**DIRECTIONS FOR THIS TASK**
Return a copy of every line in the records that includes the word "iPhone".

**DATA IN THIS EXERCISE**
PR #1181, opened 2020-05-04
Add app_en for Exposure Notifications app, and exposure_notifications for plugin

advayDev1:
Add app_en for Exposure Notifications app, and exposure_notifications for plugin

==

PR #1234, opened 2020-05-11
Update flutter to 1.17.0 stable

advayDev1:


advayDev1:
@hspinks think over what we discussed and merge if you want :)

==

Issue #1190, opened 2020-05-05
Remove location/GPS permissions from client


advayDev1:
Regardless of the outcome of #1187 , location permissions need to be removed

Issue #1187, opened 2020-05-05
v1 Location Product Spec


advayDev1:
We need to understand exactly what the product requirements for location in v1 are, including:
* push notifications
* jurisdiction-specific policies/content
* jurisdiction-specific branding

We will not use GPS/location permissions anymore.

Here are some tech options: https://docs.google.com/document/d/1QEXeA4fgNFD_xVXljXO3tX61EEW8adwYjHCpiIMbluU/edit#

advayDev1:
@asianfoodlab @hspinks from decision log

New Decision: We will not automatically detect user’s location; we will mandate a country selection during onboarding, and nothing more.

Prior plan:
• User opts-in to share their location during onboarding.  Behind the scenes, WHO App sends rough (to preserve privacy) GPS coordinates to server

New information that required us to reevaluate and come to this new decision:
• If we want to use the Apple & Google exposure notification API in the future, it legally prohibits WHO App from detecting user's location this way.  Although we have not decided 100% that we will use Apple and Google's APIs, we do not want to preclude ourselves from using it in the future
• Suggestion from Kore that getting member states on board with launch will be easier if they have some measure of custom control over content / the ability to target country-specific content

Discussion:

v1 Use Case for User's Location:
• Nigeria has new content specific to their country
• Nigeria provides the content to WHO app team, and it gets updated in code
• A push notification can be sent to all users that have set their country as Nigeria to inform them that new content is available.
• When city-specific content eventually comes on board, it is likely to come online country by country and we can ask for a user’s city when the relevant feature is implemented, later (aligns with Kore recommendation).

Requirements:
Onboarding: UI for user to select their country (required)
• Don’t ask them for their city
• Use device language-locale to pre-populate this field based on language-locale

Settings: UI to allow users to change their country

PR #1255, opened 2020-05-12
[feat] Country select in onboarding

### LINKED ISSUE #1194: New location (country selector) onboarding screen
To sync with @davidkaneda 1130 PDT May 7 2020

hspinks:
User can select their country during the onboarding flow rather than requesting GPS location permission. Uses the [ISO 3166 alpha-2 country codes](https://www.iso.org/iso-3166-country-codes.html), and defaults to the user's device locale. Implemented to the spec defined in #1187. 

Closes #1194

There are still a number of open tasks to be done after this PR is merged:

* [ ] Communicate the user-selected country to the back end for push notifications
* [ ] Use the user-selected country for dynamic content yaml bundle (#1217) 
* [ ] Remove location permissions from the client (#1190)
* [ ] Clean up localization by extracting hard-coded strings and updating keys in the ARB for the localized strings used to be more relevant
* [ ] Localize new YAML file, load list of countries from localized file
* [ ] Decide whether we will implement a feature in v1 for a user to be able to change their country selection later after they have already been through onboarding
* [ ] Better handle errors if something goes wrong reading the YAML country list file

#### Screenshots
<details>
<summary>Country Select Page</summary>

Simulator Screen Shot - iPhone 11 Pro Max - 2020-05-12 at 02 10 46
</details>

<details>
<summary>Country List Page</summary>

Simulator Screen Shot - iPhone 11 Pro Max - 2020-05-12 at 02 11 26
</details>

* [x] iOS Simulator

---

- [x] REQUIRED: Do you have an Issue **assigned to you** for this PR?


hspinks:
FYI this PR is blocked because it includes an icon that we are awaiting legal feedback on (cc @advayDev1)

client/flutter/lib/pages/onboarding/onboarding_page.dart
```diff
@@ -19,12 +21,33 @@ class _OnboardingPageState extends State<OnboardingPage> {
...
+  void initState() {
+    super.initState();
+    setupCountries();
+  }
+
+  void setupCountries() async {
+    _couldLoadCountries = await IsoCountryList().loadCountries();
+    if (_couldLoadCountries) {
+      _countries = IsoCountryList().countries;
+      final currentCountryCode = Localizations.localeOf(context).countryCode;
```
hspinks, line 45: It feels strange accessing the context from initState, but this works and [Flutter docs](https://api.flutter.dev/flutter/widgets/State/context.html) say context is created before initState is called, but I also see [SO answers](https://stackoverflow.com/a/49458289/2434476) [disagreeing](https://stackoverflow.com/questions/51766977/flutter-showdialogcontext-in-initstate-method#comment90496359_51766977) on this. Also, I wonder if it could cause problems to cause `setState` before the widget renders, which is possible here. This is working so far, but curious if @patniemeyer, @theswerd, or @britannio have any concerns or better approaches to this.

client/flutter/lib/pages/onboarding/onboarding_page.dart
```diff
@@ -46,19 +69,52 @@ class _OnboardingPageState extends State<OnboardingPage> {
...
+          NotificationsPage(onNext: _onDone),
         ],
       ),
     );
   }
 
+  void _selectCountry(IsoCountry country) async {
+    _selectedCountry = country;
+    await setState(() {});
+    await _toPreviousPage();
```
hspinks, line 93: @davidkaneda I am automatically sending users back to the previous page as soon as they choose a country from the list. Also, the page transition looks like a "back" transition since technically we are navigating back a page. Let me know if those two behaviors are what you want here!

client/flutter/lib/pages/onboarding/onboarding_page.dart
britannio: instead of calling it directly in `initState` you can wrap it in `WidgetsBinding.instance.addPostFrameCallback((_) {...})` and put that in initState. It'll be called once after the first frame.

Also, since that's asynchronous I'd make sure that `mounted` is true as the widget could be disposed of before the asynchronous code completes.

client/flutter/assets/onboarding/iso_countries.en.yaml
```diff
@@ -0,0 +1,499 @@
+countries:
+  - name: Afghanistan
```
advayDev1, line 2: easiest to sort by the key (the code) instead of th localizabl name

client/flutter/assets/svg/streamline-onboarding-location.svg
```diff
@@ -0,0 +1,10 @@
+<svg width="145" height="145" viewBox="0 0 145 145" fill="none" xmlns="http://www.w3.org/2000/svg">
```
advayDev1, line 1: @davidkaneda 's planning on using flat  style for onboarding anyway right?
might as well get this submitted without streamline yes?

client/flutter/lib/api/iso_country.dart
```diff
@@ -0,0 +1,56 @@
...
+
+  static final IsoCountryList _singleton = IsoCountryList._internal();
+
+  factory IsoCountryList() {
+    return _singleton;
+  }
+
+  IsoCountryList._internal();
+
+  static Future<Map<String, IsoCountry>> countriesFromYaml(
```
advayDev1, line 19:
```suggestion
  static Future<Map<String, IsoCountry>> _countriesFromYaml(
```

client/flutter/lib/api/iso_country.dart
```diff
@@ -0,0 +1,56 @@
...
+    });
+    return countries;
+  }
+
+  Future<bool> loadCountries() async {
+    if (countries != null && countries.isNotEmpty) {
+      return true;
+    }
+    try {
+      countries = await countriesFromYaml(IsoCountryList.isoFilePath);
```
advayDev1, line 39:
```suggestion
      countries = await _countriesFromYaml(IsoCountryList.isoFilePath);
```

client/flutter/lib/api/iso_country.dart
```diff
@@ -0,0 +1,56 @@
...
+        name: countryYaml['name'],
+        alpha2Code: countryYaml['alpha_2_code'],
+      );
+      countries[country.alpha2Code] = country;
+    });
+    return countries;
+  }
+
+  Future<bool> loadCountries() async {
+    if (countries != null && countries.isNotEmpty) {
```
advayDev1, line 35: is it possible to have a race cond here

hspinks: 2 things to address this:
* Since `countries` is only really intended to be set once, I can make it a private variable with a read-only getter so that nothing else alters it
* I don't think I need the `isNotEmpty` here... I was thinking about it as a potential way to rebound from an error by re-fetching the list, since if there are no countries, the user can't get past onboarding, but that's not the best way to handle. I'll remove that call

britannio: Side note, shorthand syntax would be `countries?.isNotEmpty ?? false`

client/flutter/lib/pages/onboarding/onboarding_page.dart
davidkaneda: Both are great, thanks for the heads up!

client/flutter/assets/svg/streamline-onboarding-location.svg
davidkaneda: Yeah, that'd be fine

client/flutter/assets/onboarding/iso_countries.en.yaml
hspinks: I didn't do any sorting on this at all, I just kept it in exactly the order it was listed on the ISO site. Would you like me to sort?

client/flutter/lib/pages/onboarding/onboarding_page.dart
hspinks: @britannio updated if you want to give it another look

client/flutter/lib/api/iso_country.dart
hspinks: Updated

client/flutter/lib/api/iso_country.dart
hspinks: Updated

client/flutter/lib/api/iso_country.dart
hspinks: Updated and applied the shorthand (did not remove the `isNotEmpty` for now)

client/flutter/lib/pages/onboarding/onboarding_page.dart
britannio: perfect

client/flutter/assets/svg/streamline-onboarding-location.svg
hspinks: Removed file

**OUTPUT FOR THIS TASK**
Simulator Screen Shot - iPhone 11 Pro Max - 2020-05-12 at 02 10 46
Simulator Screen Shot - iPhone 11 Pro Max - 2020-05-12 at 02 11 26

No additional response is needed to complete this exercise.